Guidelines for PAGA Settlements

 

 

 

Pursuant to Labor Code section 2699(1)(2): “The superior court shall review and approve any settlement of any civil action filed pursuant to this part.”

 

While the court will review every such motion for approval on its own merits, the court requires that at a minimum the settlement and/or any order or judgment requested from the court in connection with it must contain at least the following. 

A comprehensive definition of the group of allegedly aggrieved employees represented by

plaintiff in the action.

1.    A definition of the PAGA claims encompassed by the settlement, premised on the allegations of the operative complaint.

2.    The total consideration being provided by defendant for the settlement (“gross settlement amount”), and a description of each allocation of the consideration, such that all the total consideration is accounted for.  This description must include:

a.    A description of all consideration being received by plaintiff, including for plaintiff's individual claims, PAGA claims, attorney’s fees and costs.

b.    A description of all consideration being received by aggrieved employees including, if applicable, civil penalties, unpaid wages, and attorneys’ fees and costs.

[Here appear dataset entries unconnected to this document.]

PR #459, opened 2017-11-22
JSONPb check enum int values

afking:
This checks enum integer values for JSONPb. Breaks one test that says this behavior is acceptable. However this caused a bug for me as I expected JSONPb to handled serialization to a know enum type.

### DIFF
--- a/jsonpb/jsonpb.go
+++ b/jsonpb/jsonpb.go
@@ -834,27 +834,6 @@ func (u *Unmarshaler) unmarshalValue(target reflect.Value, inputValue json.RawMe
 		}
 	}
 
-	// Handle enums, which have an underlying type of int32,
-	// and may appear as strings.
-	// The case of an enum appearing as a number is handled
-	// at the bottom of this function.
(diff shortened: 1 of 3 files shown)


dsnet:
\cc @cybrcodr

cybrcodr:
If I understand what you are attempting to do in this PR is that you'd like for the Unmarshaler to return error if enum int value is not within the defined set of enums, is that correct?

Per https://developers.google.com/protocol-buffers/docs/proto3

> During deserialization, unrecognized enum values will be preserved in the message, though how this is represented when the message is deserialized is language-dependent. In languages that support open enum types with values outside the range of specified symbols, such as C++ and Go, the unknown enum value is simply stored as its underlying integer representation. In languages with closed enum types such as Java, a case in the enum is used to represent an unrecognized value, and the underlying integer can be accessed with special accessors. In either case, if the message is serialized the unrecognized value will still be serialized with the message.

I believe this is consistent with `proto.Unmarshal`.

PR #469, opened 2017-12-09
jsonpb: check for nil in Marshal and return error to avoid panic.

cybrcodr:
Add check for nil in Marshal and return error to avoid panic.

### DIFF
--- a/jsonpb/jsonpb.go
+++ b/jsonpb/jsonpb.go
@@ -118,7 +118,8 @@ type JSONPBUnmarshaler interface {
 
 // Marshal marshals a protocol buffer into JSON.
 func (m *Marshaler) Marshal(out io.Writer, pb proto.Message) error {
-	if pb == nil || reflect.ValueOf(pb).IsNil() {
+	v := reflect.ValueOf(pb)
+	if pb == nil || (v.Kind() == reflect.Ptr && v.IsNil()) {
 		return errors.New("Marshal called with nil")
 	}
 	writer := &errWriter{writer: out}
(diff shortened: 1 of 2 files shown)


jsonpb/jsonpb_test.go
```diff
@@ -462,6 +462,14 @@ func TestMarshaling(t *testing.T) {
 	}
 }
 
+func TestMarshalingNil(t *testing.T) {
+	var msg *pb.Simple
+	m := &Marshaler{}
+	if _, err := m.MarshalToString(msg); err == nil {
+		t.Errorf("mashalling nil returned no error")
```
dsnet: Nit: It seems the convention is usually one l.

s/marshalling/marshaling/

jsonpb/jsonpb.go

c.    A statement of the amount of consideration that will be subject to the 75%/25% allocation required by section 2699(i).

d.    A statement of the net amount, after deduction of any identified fees and/or costs, payable to purported aggrieved employees, along with a precise explanation as to how the amount payable to each purported aggrieved employee is to be calculated.

3.    To the extent not otherwise explained, the allocation of attorneys’ fees between the part of the case dealing with individual claims and the part of the case dealing with PAGA claims An explanation as to why the attorneys’ fees and costs sought are reasonable within the meaning of Labor Code section 2699 (g) (1).

a.    Any amount allocated to claims administration.

b.    A description of any other amount(s) being deducted from the gross settlement amount.

c.    A description of the tax treatment for any of the payments to plaintiff and/or aggrieved employees.

4.    A provision setting forth the disposition of unclaimed funds, i.e., checks uncashed within a stated period of time after being sent to aggrieved employees.

5.    A provision that the proposed settlement be submitted to the Labor and Workforce Development Agency at the same time that it is submitted to the court. (Labor Code section 2699(l)(2))

6.    A provision that the Court will retain jurisdiction to enforce the settlement pursuant to CCP section 664.6.

7.    A notice to aggrieved employees that will accompany the payment to them, a copy of such notice to be provided to the court for approval along with the motion seeking approval of the settlement.

8.    Releases that do not include Civil Code section 1542 releases for aggrieved employees other than plaintiff.

9.    Releases that release no more, for aggrieved employees other than plaintiff, than the civil penalties available under PAGA by reason of the facts alleged in the operative complaint.

10. Inform the court by declaration whether there is any class or other representative action in any other court that asserts claims similar to those alleged in the action being settled. If any such actions are known to exist, state the name and case number of any such case and the procedural status of that case.